Below are the records; give the number of lines in them that include the word "preview", and nothing more.

(Stored items)
________________________________________

PR #943, opened 2019-07-09
Allow for `ssoProvider` to be empty

akarve:
(and fix an indent)

### DIFF
--- a/catalog/config-schema.json
+++ b/catalog/config-schema.json
@@ -95,7 +95,7 @@
     },
     "AuthMethodConfig": {
       "type": "string",
-       "description": "must work for actual values AND template substitution",
+      "description": "must work for actual values AND template substitution",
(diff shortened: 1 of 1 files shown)


catalog/config-schema.json
```diff
@@ -64,7 +64,7 @@
     },
     "ssoProviders": {
       "type": "string",
-      "pattern": "^(google)|(\\$\\{\\w+\\})$",
+      "pattern": "^(google)?|(\\$\\{\\w+\\})$",
```
dimaryaz: Actually, the parens are wrong (both in the old and the new version): it's gonna be "^..." or "...$". Needs to be:
`^((google)?|\\$\\{\\w+\\})$`
or just
`^(|google|\\$\\{\\w+\\})$`

PR #944, opened 2019-07-09
Catalog: preview TIFFs

nl0:


nl0:
the ones from the aics bucket are rendered as black boxes tho 🤷‍♂ 
cc @dimaryaz

PR #1350, opened 2019-11-04
Use Ubuntu 18.04 (LTS) for Nginx images

dimaryaz:
- In the catalog, just upgrade 16.04 to 18.04.
- In the s3 proxy, switch from a global config to a site config (so we don't override things like the nginx user which is different in Ubuntu, Amazon Linux, etc.)


dimaryaz:
I have no preference here, so I can switch it back to Ubuntu... Though with `apt-get`, we don't have a whole lot of control over the Nginx version - just whatever version Ubuntu ships.

PR #1351, opened 2019-11-05
Initial feedback

akarve:


code_samples.md
```diff
@@ -153,6 +260,8 @@ Unclear the best representation of meta when displaying a Package/PackageBuilder
 > pkg.set("train2017/1.jpg", "./replacement/1.jpg", meta={})
```
akarve: TODO: what about `.set("KEY", obj)`?

akarve: Suggest that we should maintain this functionality for existing user base

armandmcqueen:
Folding comments into refactor branch

PR #1353, opened 2019-11-06
Clean up handling of delete events, bad variable refs, simplify

akarve:


lambdas/es/indexer/index.py
```diff
@@ -212,15 +214,32 @@ def handler(event, context):
...
+                # Handle delete  first and then continue so that
+                # head_object and get_object (below) don't fail
+                if event_name == OBJECT_DELETE:
+                    batch_processor.append(
+                        event_name,
+                        bucket=bucket,
+                        ext=ext,
+                        etag=etag,
+                        key=key,
+                        last_modified=datetime.datetime.now(),
```
dimaryaz: `tz=datetime.timezone.utc`

PR #1354, opened 2019-11-06
Work around contextual version conflict dateutil:botcore

akarve:


api/python/setup.py
```diff
@@ -55,6 +55,7 @@ def run(self):
         'boto3>=1.8.0',
         'jsonlines==1.2.0',
         'packaging>=16.8',
+        'python-dateutil<=2.8.0',           # 2.8.1 conflicts with botocore
```
dimaryaz: I'd do `<2.8.1` just to be consistent with botocore

PR #1371, opened 2019-11-13
Fix an exception when reading Parquet metadata

dimaryaz:
Don't try to parse the metadata as JSON cause it might not be JSON.
Also don't read the file twice.


lambdas/shared/t4_lambda_shared/preview.py
```diff
@@ -63,15 +63,17 @@ def extract_parquet(file_, as_html=True):
...
-    meta = pq.read_metadata(file_)
+    pf = pq.ParquetFile(file_)
+
+    meta = pf.metadata
 
     info = {}
     info['created_by'] = meta.created_by
     info['format_version'] = meta.format_version
     info['metadata'] = {
         # seems silly but sets up a simple json.dumps(info) below
```
akarve: Delete this comment now?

________________________________________

• _EXERCISE RESPONSE_
2